O governo dos Estados Unidos anunciou nesta terça-feira (28) a prorrogação por mais um ano da ordem executiva assinada contra o Brasil no dia 30 de julho de 2025, com base na chamada Lei de Poderes Econômicos de Emergência Internacional.

 

O anúncio desta terça, porém, não tem efeito prático com relação ao tarifaço.
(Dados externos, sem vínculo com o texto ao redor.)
PR #125, opened 2017-05-30
on reconnect always get myTeams

enahum:
#### Summary
On a previous PR we remove the `getMyTeams` from the WS reconnection, this adds it back as well as calling `getTeams` to be sure we are getting the open teams from the server


enahum:
closing and re-opening to trigger jenkins

PR #126, opened 2017-06-01
Add addCommand, regenCommandToken and deleteCommand actions and other…

94117nl:
… needed stuff


src/actions/integrations.js
```diff
@@ -134,3 +134,36 @@ export function updateOutgoingHook(hook) {
         hook
     );
 }
+
+export function addCommand(teamId, command) {
+    return bindClientFunc(
+        Client.addCommand,
```
jwilander: Please use `Client4`, we're moving away from API v3 which is what `Client` uses. You might need to add the functions into `src/client/client4.js` for any missing ones you need. You can use https://api.mattermost.com/v4 for reference

94117nl: Moved it to v4

jwilander:
To use these changes in the webapp you'll want to point the `yarn.lock` file to the latest commit on the `webapp-master` branch on this repo

PR #134, opened 2017-06-04
Add actions for LDAP and SAML

jwilander:
#### Summary
Add actions for LDAP and SAML


jwilander:
Need to add remove cert actions

PR #140, opened 2017-06-08
User actions

jwilander:
#### Summary
Add some user actions. @enahum note I also added the form boundary to upload profile and brand image. I think that should take care of it for RN as well

#### Checklist

### DIFF
--- a/src/actions/users.js
+++ b/src/actions/users.js
@@ -79,7 +79,7 @@ export function createUser(user, data, hash, inviteId) {
     };
 }
 
-export function login(loginId, password, mfaToken = '') {
+export function login(loginId, password, mfaToken = '', ldapOnly = false) {
     return async (dispatch, getState) => {
         dispatch({type: UserTypes.LOGIN_REQUEST}, getState);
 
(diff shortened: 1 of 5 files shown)


src/actions/users.js
```diff
@@ -79,15 +79,15 @@ export function createUser(user, data, hash, inviteId) {
...
+export function login(loginId, password, mfaToken = '', ldapOnly = false) {
     return async (dispatch, getState) => {
         dispatch({type: UserTypes.LOGIN_REQUEST}, getState);
 
         const deviceId = getState().entities.general.deviceToken;
 
         let data;
         try {
-            data = await Client4.login(loginId, password, mfaToken, deviceId);
+            data = await Client4.login(loginId, password, mfaToken, deviceId, ldapOnly);
```
enahum: this is great and all, but how do you decide is `ldapOnly`? asking to see if RN needs to do something to set that value

jwilander: It's something the webapp has an action for, not exactly sure where it's used. I don't think you need to worry about it on RN. I just wanted to add the support here since the server allows it

PR #142, opened 2017-06-09
Add an internal reducer to store the last time a channel fetched posts

enahum:
#### Summary
Instead of using the last update_at from the posts that we have in the store, this creates an internal store that has the last time a channel fetched posts and that timestamp will be used to `getPostSince` that way we can avoid to miss messages.

### DIFF
--- a/src/actions/posts.js
+++ b/src/actions/posts.js
@@ -5,7 +5,7 @@ import {batchActions} from 'redux-batched-actions';
 
 import {Client, Client4} from 'client';
 import {Preferences, Posts} from 'constants';
-import {PostTypes, FileTypes} from 'action_types';
+import {InternalTypes, PostTypes, FileTypes} from 'action_types';
 
 import * as Selectors from 'selectors/entities/posts';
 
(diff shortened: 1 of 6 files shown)


src/actions/posts.js
```diff
@@ -360,7 +360,18 @@ export function getPosts(channelId, page = 0, perPage = Posts.POST_CHUNK_SIZE) {
             return null;
         }
 
-        dispatch(batchActions([
+        const actions = [];
+        if (Object.keys(posts.posts).length === Posts.POST_CHUNK_SIZE) {
```
jwilander: Won't this set the timestamp if you scroll up and load more posts in the channel? I think we only want to set it if you don't have any posts in the channel yet unless I'm mistaken

enahum:
If you scroll up it will use getPostBefore, right?

jwilander:
On the webapp we only use that for permalink view, and use the paging here to get more posts

enahum:
You are right, I'll fix it by checking that the page number is 0, but I'll do that over the weekend as I'm not at my desk

jwilander:
Ok cool, that should work

enahum:
@jwilander done

src/actions/posts.js
```diff
@@ -360,7 +360,18 @@ export function getPosts(channelId, page = 0, perPage = Posts.POST_CHUNK_SIZE) {
             return null;
         }
 
-        dispatch(batchActions([
+        const actions = [];
+        if (page === 0 && Object.keys(posts.posts).length === Posts.POST_CHUNK_SIZE) {
```
jwilander: I don't think we need the length check do we? What happens in a newer channel with only a few posts?

enahum: Well at leadt in RN when that happens we call getPosts again

jwilander: Ok, up to you if you want to change it or not

PR #149, opened 2017-06-13
Add brand image URL function to client

jwilander:
#### Summary
Add brand image URL function to client.


enahum:
@jwilander looks good but you have some build failures

PR #155, opened 2017-06-14
Only load custom emojis when they're enabled on the server

hmhealey:


enahum:
@hmhealey eslint errors

PR #159, opened 2017-06-15
Only use version response header when cache control not set

jwilander:
#### Summary
On the webapp, if someone changes something in the system console then the `X-Version-Id` header will change to let the client know it needs to reload. Responses cached by the browser might still hold the old version header. If we use an old version header to update the current version, and then a non-cached request gives us the new version then we can get stuck in a loop of changing the version (and causing a redirect loop on the webapp).

There is apparently no good way of telling if a response given to you from a browser is from the browser cache or actually from the server. The workaround I've added here is to ignore the version header from any response that has caching control. Most of our requests do not so this shouldn't affect much but it should prevent any cached responses updating the version header.

### DIFF
--- a/src/client/client4.js
+++ b/src/client/client4.js
@@ -1406,7 +1406,9 @@ export default class Client4 {
             };
         }
 
-        if (headers.has(HEADER_X_VERSION_ID)) {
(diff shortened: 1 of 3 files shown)


enahum:
@jwilander build failures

Isso porque a medida de 2025, que impunha uma tarifa de 50% sobre os produtos importados do Brasil, acabou derrubada pela Suprema Corte.

 

Em entrevista ao Jornal Nacional, o ex-diretor-geral da Organização Mundial do Comércio (OMC) Roberto Azevêdo explica que o efeito é político.

 

“A Suprema Corte reverteu a autoridade do presidente de atuar na área tarifária, mas continuam, por exemplo, as sanções financeiras que foram aplicadas contra autoridades brasileiras.”

 

👉 As tarifas atuais em vigor contra o Brasil são resultado de outro mecanismo: uma investigação comercial do USTR que levou um ano, com base na Seção 301 da Lei de Comércio de 1974 — instrumento que permite ao governo americano apurar e combater possíveis barreiras comerciais em outros países.

 

Roberto Azevêdo explica, no entanto, que “tudo que não é tarifário continua valendo” – por exemplo, sanções financeiras contra autoridades brasileiras, embargo ou congelamento de bens.

 

O presidente dos EUA, Donald Trump, aponta enquanto discursa sobre a economia no Campo de Provas da General Motors em Milford, Michigan, EUA — Foto: REUTERS/Carlos Osorio

 

Acusações contra o governo brasileiro

 

O presidente dos EUA, Donald Trump, aponta enquanto discursa sobre a economia no Campo de Provas da General Motors em Milford, Michigan, EUA — Foto: REUTERS/Carlos Osorio

 

No comunicado desta terça, o governo Trump voltou a fazer uma série de acusações contra o governo brasileiro.

 

A Casa Branca alega que o Brasil adota práticas que “interferem na economia dos Estados Unidos, infringem os direitos de livre expressão de cidadãos norte-americanos, violam os direitos humanos e minam o interesse dos EUA em proteger seus cidadãos e empresas”;

 

acusa membros do governo brasileiro de “perseguir politicamente um ex-presidente, sua família e seus apoiadores”, em uma referência a Jair Bolsonaro;

 

e cita o STF como “promotor de censura”, menciona “prisão de pessoas que exercem a liberdade de expressão” e “censura de conteúdos na internet”.

 

O Itamaraty ainda não se manifestou sobre o comunicado.

 

O que é uma ordem executiva?

 

Essa medida funciona como um instrumento do governo federal que não requer aprovação do Congresso.

 

Segundo a BBC, uma ordem executiva precisa funcionar nos limites da lei, sendo, em teoria, cada uma delas revisada pelo Gabinete de Assessoria Jurídica quanto à forma e legalidade – porém, isso nem sempre acontece.

 

Se uma ordem for considerada fora dos limites do que é aceitável, ela poderá estar sujeita a uma revisão legal. O Congresso também pode aprovar uma lei para anular a ordem executiva, mas o presidente ainda tem poder de veto sobre essa lei.